Among the records below, find the line that has "match group. This"; from there, give the lines again exactly, and stop after the line that has "along-segment travel direction".

---------------

PR #3536, opened 2026-06-11
fix(schematic+report): auto-size sheet to content + footprint census + off-board supercap docs (closes #3530, closes #3531)

rjwalters:
Closes #3530
Closes #3531

### #3530 — schematic content overflows the declared sheet (corrected diagnosis)
- New `kicad_tools/schematic/models/paper.py`: A-series sizes + `select_paper_for_extent` ladder (A4→A3→A2→A1→A0, default 10 mm margin).
- `Schematic.content_bounds()` covers symbol bounding boxes, power symbols, wires, junctions, no-connects, all label kinds, and text notes.
- `Schematic.write()` now auto-sizes the declared paper to the content extent by default (`auto_size_paper=False` opts out but still warns on overflow). Never shrinks a declared sheet; warns and clamps at A0; warns on negative coordinates (paper size cannot fix those); leaves unmodeled paper strings (`USLetter`, `User …`) alone.
- **Paper-size decision for softstart: A0, not the A2 the issue comment estimated.** The comment measured 40 symbols to x=560; the actual rev B sheet has 83 symbols to x=810 and label/wire stubs to **x=849.6 mm** — past A1's 841 mm width. The regenerated `softstart.kicad_sch` declares A0 and `kicad-cli` renders the full design (verified visually; previously half the schematic was clipped).
- PDF embed scaling safety net already exists (`report.css` `img { max-width: 100%; }`) — the weasyprint PDF scales the A0 render to page width.

**Fleet schematic census** (content extent vs declared paper, lib_symbols excluded):

| Board | Declared | Extent (mm) | Fits? | Needs |
|---|---|---|---|---|
| 01 voltage-divider | A4 | 165×155 | yes | — |
| 02 charlieplex | A4 | 212×105 | yes | — |
| 03 usb-joystick | A4 | 174×183 | yes | — |
| 04 stm32-devboard | A4 | 290×230 | **no** | A3 |
| 05 bldc-controller | A4 | 373×300 | **no** | A2 |
| 06 diffpair-test | A4 | 190×231 | **no** | A3 |
| 07 matchgroup-test | A4 | 190×244 | **no** | A3 |
| softstart | A4 | 850×337 | **no** | A0 (now declared) |

Boards 04–07 inherit the fix automatically on their next recipe regeneration (regenerating their routed outputs is out of scope here).

### #3531a — footprint census (was 0 smd / 0 tht / 78 other)
[...]

Issue #3532, opened 2026-06-11
router: 192 arbitrary-angle segments on softstart (0.8°-13.7° off 45° grid) — repair/rescue passes don't quantize


rjwalters:
User-observed; verified: 192/4519 segments (4.2%) on `softstart_routed.kicad_pcb` are at arbitrary angles (samples: 0.8°, 1.8°, 2.0°, 2.3°, 2.6°, 2.9°, 3.9°, 5.1°, 6.4°, 7.1°, 8.5°, 10.2°, 10.8°, 13.0°, 13.7°) vs the expected 0/45/90/135 set.

A* on-grid output is naturally 45°-quantized — the arbitrary angles almost certainly come from post-route mutation passes that drag endpoints to raw coordinates: the step-10c/d repair passes (drill-to-drill + cross-net clearance repair from PR #3481), `partial_rescue`/completion stubs, pour-anchor stubs, or DRC-nudge displacement.

## AC
- [ ] Identify which pass(es) emit non-quantized segments (the 192 cluster locations will attribute them)
- [ ] All segment-emitting/mutating paths quantize to 45° (helper: snap displacement vectors to the 8-direction set; split into two-segment doglegs when needed)
- [ ] Policy test: fleet-wide angle census — every committed routed artifact 100% 45°-aligned (or documented exemption, e.g., true arc/teardrop features if any)
- [ ] Softstart re-checked: 0 DRC preserved after quantization
- [ ] Check boards 03/05/06/07 for the same class

Note: 45°-only is a manufacturability/quality convention; acute-angle copper can etch poorly.

PR #3668, opened 2026-06-13
fix(router): 45-align length-tuning meander emitter + tighten board-07 census

### LINKED ISSUE #3535: router: length-tuning meanders emit off-45° copper (board 07: 55 segments) + 2 unquantizable corridor chords (boards 06/07)
Follow-up to #3532 (45-degree quantization of post-route mutation passes).

#3532 fixed the pad-tail emitters, optimizer mutation passes, and repair passes at source, and quantized every committed routed artifact. Three residual classes could NOT be quantized in place and are pinned in `tests/test_fleet_45_census.py::DOCUMENTED_OFF_ANGLE`:

1. **Board 07 length-tuning meanders (55 segments, nets DQ0-DQ7/DM0)**: the `DDR_DATA_BYTE_0` match group is length-tuned to exactly 39.098 mm per member by sloped meanders. Doglegging them changes member lengths unevenly (e.g. DQ6 +1.149 mm) and trips `match_group_length_skew` (1.064 mm > 0.100 mm tolerance). Real fix: the match-group/length-tuning emitters should generate 45-degree trombone meanders instead of sloped segments, then re-tune.
2. **Board 06 corridor chord** (`e9af299d`, (14.5, 10.0)->(15.5, 8.0) PCB-local, 18.4 deg, net 7): both dogleg variants clip an adjacent via (`clearance_segment_via`). Needs a re-route of the net with the now-quantized emitters.
3. **Board 07 corridor chord** (`351d1137`, TMDS_D0 area, 11.8 deg): both dogleg variants violate intra-pair clearance or clip the adjacent via.

AC:
- [ ] Length-tuning / match-group meander generation emits 45-degree trombones only
- [ ] Board 07 re-tuned: 0 off-angle segments, `match_group_length_skew` still clean
- [ ] Boards 06/07 corridor chords re-routed 45-aligned with no DRC regression
- [ ] `DOCUMENTED_OFF_ANGLE` in `tests/test_fleet_45_census.py` emptied

rjwalters:
## Summary

The length-tuning trombone meander emitter produced off-45° copper: the
generator travelled along the host segment's **raw** direction, so when
A* handed it an off-axis host (rip-up/re-route staircases collapse to
diagonal-but-not-exactly-45 runs) every emitted leg inherited that
off-angle slope. Board 07 shipped 55 such segments on its `DDR_DATA_BYTE_0`
match group. This is the same off-45° class that #3532 (PRs #3536/#3537)
and the #3617 doctor addressed elsewhere — this PR applies the same
45-quantization discipline to the meander emitter, at source.

## Changes

- **`optimizer/serpentine.py` (`generate_trombone`)**: snap the
  along-segment travel direction to the legal 8-direction set
  (`snap_direction_8`); its perpendicular is then also a legal direction,
  so every internally-emitted leg is 45-aligned by construction. The
  closing exit leg (which can be off-angle because the loops advanced
  along the *snapped* direction, not the host's raw slope) is routed
  through the shared `dogleg_points` quantizer. Endpoints stay pinned, so
  connectivity is bit-for-bit preserved.
- **`match_group_tuning.py` (`_mirror_segments_about_centerline`)**: the
  pair-aware N-side mirror reflects the P-side meander about the pair
  centerline (arbitrary outer-normal axis) and grid-snaps each endpoint
  independently, which can rotate a leg off-angle. Each reflected leg is
  now re-quantized through the same dogleg helper.
- **`tests/test_fleet_45_census.py`**: removed board 07's
  `EXEMPT_TUNED_NETS` entry (now empty) and added a stale-entry ratchet
  so a future tuned-net exemption the artifact does not actually need
  fails the census.
- **`tests/test_length_matching.py`**: added a parametrized test asserting
  `generate_trombone` emits only 45-aligned copper across 6 host slopes
  (horizontal, vertical, exact-45, ~17°, ~73°, near-45) with endpoints
  pinned and the chain contiguous.

| Criterion (issue #3535) | Status | Verification |
|---|---|---|
| Length-tuning / match-group meander generation emits 45° trombones only | ✅ | New parametrized test: 0 off-angle legs for all 6 host slopes; unit-checked that an off-axis host previously produced 9/9 off-angle legs, now 0/9 |
| Board 07 re-tuned: 0 off-angle segments, `match_group_length_skew` clean | ✅ | Committed artifact census = 0 off-angle (1269 segs); `test_board_07_matchgroup_test.py` 48/48 pass incl. skew |
| Boards 06/07 corridor chords re-routed 45-aligned | ⚠️ partial | Board 07's TMDS chord (`351d1137`) already gone in committed artifact. Board 06's `e9af299d` diff-pair chord remains — both dogleg variants clip an adjacent via; needs a full net re-route (out of scope) — kept as honest `DOCUMENTED_OFF_ANGLE` residual |
| `DOCUMENTED_OFF_ANGLE` emptied | ⚠️ partial | Board 07 entries gone; board 06's diff-pair chord kept as documented residual rather than faked |

## Honest residual

Board 06's `e9af299d` corridor chord (18.4°, net 7) threads the diff-pair
landing corridor where both dogleg bulges clip a via. Quantizing it in
place introduces a `clearance_segment_via` violation; the real fix is a
re-route of that net, which is a separate diff-pair routing task beyond
the meander-emitter scope of this issue. It stays pinned in
`DOCUMENTED_OFF_ANGLE` and the ratchet will catch it the moment a re-route
removes it.

## Test Plan

- `tests/test_length_matching.py` — 54 passed (incl. 6 new 45-alignment cases)
- `tests/test_match_group_tuning.py` + pair-aware mirror tests — 135 passed
- `tests/test_fleet_45_census.py` — 9 passed (board 07 exemption removed)
- `tests/test_board_07_matchgroup_test.py` — 48 passed
- broader serpentine/optimizer/diffpair suite — 406 passed
- `ruff check .` clean, `ruff format . --check` clean

Note: the board-07 census tightening is verified against the committed
artifact (already 0 off-angle); board-07 full regen (kicad-cli, multi-minute,
PYTHONHASHSEED-deterministic) was not re-run to avoid churning the committed
artifact — the source emitter fix is unit-verified to keep regeneration clean.

The 1 pre-existing mypy "NEW" error (`build_native_cmd.py` nanobind
`import-untyped`) is environmental — it appears with this PR's changes
stashed and is caused by `kct build-native` installing nanobind in the
worktree; that file is untouched here.

Closes #3535

### DIFF
--- a/src/kicad_tools/router/match_group_tuning.py
+++ b/src/kicad_tools/router/match_group_tuning.py
@@ -1989,24 +1989,45 @@ def _mirror_segments_about_centerline(
         the N-side route.
     """
     from .primitives import Segment as _Segment
+    from .quantize import dogleg_points, is_45_aligned
 
     _ = p_net_id  # caller-side clarity
     mirrored: list[_Segment] = []
     for pseg in new_p_segments:
         rx1, ry1 = _reflect_point_about_axis(pseg.x1, pseg.y1, cx, cy, nx, ny)
         rx2, ry2 = _reflect_point_about_axis(pseg.x2, pseg.y2, cx, cy, nx, ny)
-        mirrored.append(
-            _Segment(
-                x1=_snap_to_grid(rx1, grid_resolution_mm),
-                y1=_snap_to_grid(ry1, grid_resolution_mm),
-                x2=_snap_to_grid(rx2, grid_resolution_mm),
-                y2=_snap_to_grid(ry2, grid_resolution_mm),
-                width=pseg.width,
-                layer=pseg.layer,
-                net=n_net_id,
-                net_name=n_net_name,
+        sx1 = _snap_to_grid(rx1, grid_resolution_mm)
+        sy1 = _snap_to_grid(ry1, grid_resolution_mm)
+        sx2 = _snap_to_grid(rx2, grid_resolution_mm)
+        sy2 = _snap_to_grid(ry2, grid_resolution_mm)
+        # Issue #3535: even though the P-side meander is 45-aligned by
+        # construction, reflecting it about the pair centerline (whose
+        # normal is the arbitrary outer-normal hint, not necessarily a
+        # legal routing direction) and snapping each endpoint to the
+        # grid INDEPENDENTLY can rotate a leg off the {0,45,90,135} set.
+        # Re-quantize each mirrored leg through the shared dogleg helper:
+        # an aligned leg stays a single segment, an off-angle leg becomes
+        # an exact 45-degree leg + axis leg.  The shared endpoints stay
+        # pinned, so the N-side chain stays contiguous and connected.
+        if is_45_aligned(sx2 - sx1, sy2 - sy1):
+            pts = [(sx1, sy1), (sx2, sy2)]
+        else:
+            pts = dogleg_points(sx1, sy1, sx2, sy2)
+        for (ax, ay), (bx, by) in zip(pts[:-1], pts[1:], strict=True):
+            if ax == bx and ay == by:
+                continue  # skip a degenerate zero-length leg
+            mirrored.append(
+                _Segment(
+                    x1=ax,
+                    y1=ay,
+                    x2=bx,
+                    y2=by,
+                    width=pseg.width,
+                    layer=pseg.layer,
+                    net=n_net_id,
+                    net_name=n_net_name,
+                )
             )
-        )
     return mirrored
 
 
--- a/src/kicad_tools/router/optimizer/serpentine.py
+++ b/src/kicad_tools/router/optimizer/serpentine.py
@@ -19,6 +19,7 @@ from enum import Enum
 from typing import TYPE_CHECKING, Literal
 
 from ..primitives import Route, Segment
+from ..quantize import dogleg_points, is_45_aligned, snap_direction_8
 from .geometry import segment_length
 
 if TYPE_CHECKING:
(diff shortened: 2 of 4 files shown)


rjwalters:
✅ **Approved!**

Clean, well-scoped fix for the off-45° length-tuning meander emitter (issue #3535). The 45-quantization discipline from #3532/#3617 is correctly applied at the meander source.

## Critical correctness: tuned length IS preserved after 45° quantization

This was the key risk — quantizing a length-tuning meander must not break length-matching. Verified it is architecturally safe because length-matching is measured against **real post-quantization geometry**, never a theoretical model:

- `generate_trombone` recomputes `length_added` from the actual emitted segments (`serpentine.py:400-403`), so the tuner is told the true quantized length.
- The single-ended tuner recomputes `new_length` via `LengthTracker.calculate_route_length(current_route)` and gates on `current_skew <= tolerance_mm` (`match_group_tuning.py:1144-1147`).
- The pair-aware path measures `new_p_length`/`new_n_length` post-mirror and gates lane skew (`match_group_tuning.py:2741-2746`).

So if the meander's real length drifted, the `match_group_length_skew` gate would catch it. **The Match-Group Routing Regression (board 07) CI check is green (13m55s) — confirming the skew gate holds against the quantized copper.** This is the dispositive evidence that quantization preserved length-matching.

## Connectivity / symmetry
- Snapping `(ux,uy)` to the 8-set keeps internal legs unit-length and 45-aligned by construction (perpendicular of an 8-dir is an 8-dir). Exit chord routed through `dogleg_points` with endpoints pinned exactly.
- N-side mirror re-quantizes each reflected leg through `dogleg_points`; shared endpoints stay pinned (chain stays contiguous), and the paired DRC self-check + lane-skew measurement validate symmetry on real geometry.
- New parametrized test asserts endpoint pinning + chain contiguity + zero off-angle legs across 6 host slopes — meaningful coverage of the A* staircase-collapse cases that triggered the bug.

## Honest residuals — verified, not faked
- Board 06's `e9af299d` diff-pair corridor chord legitimately stays in `DOCUMENTED_OFF_ANGLE` (both dogleg variants clip an adjacent via → needs a full net re-route, out of meander-emitter scope). The census ratchet will catch it the moment a re-route removes it.
- Board 07 exemption (`EXEMPT_TUNED_NETS`) genuinely emptied: local census passes against the committed artifact (0 off-angle on the tuned nets), and the new stale-entry ratchet prevents silent re-addition.

## Test Execution
- `tests/test_length_matching.py` + `tests/test_fleet_45_census.py` — ✅ 57 passed locally (incl. 6 new 45-alignment cases + census ratchet)
- `tests/test_match_group_tuning.py` + `tests/test_board_07_matchgroup_test.py` — ✅ 134 passed locally (incl. skew)

## CI Status (all green, merge state CLEAN)
- Match-Group Routing Regression (board 07): ✅ pass — length-skew gate green
- Diff-Pair Routing Regression (board 06): ✅ pass
- Test: ✅ pass
- Lint & Format (ruff): ✅ pass
- Type Check, C++ Build, Routed PCB DRC, kicad-cli Smoke: ✅ pass

PR description uses "Closes #3535". Solid work.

---------------

Solution to this exercise:
match group. This is the same off-45° class that #3532 (PRs #3536/#3537)
and the #3617 doctor addressed elsewhere — this PR applies the same
45-quantization discipline to the meander emitter, at source.

## Changes

- **`optimizer/serpentine.py` (`generate_trombone`)**: snap the
  along-segment travel direction to the legal 8-direction set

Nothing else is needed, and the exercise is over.